* AIM OF THE TASK:
Go through the following data and transcribe exactly the stretch of lines from the one holding "PR #130, opened 2015-05-03" to the one holding "fantastic! This will", both included.

(Stored data entries)

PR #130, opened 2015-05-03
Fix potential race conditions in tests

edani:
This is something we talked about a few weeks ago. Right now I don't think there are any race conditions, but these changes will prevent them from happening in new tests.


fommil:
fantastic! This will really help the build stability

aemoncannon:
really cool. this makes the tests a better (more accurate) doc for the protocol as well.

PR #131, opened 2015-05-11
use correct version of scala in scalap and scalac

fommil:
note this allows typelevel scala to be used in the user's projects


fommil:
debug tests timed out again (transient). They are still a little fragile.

* * *

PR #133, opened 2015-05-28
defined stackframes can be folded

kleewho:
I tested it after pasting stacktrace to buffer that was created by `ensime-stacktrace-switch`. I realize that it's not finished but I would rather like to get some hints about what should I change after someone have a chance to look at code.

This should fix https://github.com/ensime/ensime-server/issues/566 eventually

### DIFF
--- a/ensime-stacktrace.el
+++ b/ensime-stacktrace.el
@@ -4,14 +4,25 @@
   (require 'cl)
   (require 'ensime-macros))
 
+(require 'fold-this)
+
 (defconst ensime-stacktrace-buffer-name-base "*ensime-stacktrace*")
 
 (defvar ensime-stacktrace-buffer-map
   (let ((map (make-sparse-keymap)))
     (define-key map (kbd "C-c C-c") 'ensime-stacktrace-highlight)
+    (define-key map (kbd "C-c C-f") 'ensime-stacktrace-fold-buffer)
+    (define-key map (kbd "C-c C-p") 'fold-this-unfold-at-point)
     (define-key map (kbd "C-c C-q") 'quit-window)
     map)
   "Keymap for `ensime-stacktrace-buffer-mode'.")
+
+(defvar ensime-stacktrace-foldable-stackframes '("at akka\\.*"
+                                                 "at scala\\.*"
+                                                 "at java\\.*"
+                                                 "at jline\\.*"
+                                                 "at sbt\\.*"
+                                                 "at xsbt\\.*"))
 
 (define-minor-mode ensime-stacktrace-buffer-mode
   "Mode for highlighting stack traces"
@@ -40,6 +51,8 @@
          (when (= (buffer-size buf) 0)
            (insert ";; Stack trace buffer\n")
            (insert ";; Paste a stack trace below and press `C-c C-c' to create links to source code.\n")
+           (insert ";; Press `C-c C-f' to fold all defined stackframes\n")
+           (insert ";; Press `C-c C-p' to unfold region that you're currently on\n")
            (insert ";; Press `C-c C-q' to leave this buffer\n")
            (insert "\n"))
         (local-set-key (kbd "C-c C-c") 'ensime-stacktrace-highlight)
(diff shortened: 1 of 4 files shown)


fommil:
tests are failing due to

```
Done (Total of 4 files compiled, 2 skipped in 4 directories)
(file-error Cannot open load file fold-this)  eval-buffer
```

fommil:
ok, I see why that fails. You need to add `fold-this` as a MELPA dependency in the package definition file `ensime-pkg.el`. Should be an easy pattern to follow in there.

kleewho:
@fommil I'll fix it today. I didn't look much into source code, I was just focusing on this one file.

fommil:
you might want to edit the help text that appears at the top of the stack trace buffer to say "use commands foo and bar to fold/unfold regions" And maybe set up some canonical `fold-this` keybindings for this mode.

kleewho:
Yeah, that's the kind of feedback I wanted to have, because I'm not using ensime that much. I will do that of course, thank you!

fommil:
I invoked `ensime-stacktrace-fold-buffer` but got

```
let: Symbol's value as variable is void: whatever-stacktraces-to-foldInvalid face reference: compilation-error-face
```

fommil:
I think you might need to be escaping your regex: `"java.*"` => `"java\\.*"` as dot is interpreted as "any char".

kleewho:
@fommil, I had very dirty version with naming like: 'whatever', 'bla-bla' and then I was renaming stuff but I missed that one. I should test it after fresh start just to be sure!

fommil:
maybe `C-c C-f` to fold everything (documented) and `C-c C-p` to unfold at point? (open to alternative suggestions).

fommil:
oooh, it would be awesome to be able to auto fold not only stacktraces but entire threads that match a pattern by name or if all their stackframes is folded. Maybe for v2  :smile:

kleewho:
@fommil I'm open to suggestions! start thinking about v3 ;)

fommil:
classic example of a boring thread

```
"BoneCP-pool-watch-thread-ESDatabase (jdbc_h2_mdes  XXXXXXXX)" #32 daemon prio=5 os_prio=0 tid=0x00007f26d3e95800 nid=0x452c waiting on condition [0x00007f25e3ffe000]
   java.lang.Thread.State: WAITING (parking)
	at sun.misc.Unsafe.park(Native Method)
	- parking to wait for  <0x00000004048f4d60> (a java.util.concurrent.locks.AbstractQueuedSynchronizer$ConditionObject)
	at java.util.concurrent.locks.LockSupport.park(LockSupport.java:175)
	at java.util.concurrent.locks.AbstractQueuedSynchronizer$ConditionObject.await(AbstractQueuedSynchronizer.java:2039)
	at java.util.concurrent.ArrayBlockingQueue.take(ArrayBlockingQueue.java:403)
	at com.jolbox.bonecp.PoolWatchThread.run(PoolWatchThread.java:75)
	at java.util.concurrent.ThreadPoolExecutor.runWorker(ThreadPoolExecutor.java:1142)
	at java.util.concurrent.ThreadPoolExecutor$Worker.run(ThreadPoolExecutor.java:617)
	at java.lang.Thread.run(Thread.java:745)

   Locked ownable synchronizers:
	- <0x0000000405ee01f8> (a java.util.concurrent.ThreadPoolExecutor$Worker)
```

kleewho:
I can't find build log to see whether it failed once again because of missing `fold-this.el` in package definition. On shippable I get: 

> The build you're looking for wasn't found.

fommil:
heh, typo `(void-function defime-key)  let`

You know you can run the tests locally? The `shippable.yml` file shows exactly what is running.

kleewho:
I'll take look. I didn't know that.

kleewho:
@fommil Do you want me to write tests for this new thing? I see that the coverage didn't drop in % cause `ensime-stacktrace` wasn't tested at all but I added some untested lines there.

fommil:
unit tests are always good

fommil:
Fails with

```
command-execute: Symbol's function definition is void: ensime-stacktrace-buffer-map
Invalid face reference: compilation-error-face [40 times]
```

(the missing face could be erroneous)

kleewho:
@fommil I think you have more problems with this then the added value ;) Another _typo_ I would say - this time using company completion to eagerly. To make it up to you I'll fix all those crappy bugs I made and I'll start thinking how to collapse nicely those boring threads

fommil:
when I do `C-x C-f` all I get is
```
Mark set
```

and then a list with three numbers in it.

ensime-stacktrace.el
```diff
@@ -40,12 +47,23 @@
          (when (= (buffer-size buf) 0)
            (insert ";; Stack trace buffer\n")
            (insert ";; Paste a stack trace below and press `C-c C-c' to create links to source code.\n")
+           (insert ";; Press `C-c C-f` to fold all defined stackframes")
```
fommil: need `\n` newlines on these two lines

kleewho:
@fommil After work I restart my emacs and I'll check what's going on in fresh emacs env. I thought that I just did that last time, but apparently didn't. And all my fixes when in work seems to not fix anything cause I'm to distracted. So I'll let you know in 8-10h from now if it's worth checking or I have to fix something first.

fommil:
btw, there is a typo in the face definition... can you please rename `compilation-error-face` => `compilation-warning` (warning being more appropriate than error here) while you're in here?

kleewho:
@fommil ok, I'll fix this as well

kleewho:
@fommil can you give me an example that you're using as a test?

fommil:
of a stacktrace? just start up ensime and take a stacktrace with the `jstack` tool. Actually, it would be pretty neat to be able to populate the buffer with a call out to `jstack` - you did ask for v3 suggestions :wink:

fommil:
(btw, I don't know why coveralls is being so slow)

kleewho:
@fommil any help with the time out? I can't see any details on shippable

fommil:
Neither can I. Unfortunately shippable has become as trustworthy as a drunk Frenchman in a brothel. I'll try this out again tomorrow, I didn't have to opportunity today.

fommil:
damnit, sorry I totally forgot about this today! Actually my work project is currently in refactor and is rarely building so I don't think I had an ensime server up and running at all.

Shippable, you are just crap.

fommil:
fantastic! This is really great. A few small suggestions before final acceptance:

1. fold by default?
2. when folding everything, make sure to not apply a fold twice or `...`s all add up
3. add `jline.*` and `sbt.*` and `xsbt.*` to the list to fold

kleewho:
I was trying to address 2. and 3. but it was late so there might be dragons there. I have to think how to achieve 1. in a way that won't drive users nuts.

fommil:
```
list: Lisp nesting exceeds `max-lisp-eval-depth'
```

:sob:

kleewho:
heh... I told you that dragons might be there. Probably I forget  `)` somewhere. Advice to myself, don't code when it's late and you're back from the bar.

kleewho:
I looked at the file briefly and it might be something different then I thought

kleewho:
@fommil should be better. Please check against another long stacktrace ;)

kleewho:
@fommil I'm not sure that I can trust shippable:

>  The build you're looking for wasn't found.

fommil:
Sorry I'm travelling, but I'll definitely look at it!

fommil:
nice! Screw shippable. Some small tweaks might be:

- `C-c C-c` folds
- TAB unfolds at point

* FINAL ANSWER:
PR #130, opened 2015-05-03
Fix potential race conditions in tests

edani:
This is something we talked about a few weeks ago. Right now I don't think there are any race conditions, but these changes will prevent them from happening in new tests.


fommil:
fantastic! This will really help the build stability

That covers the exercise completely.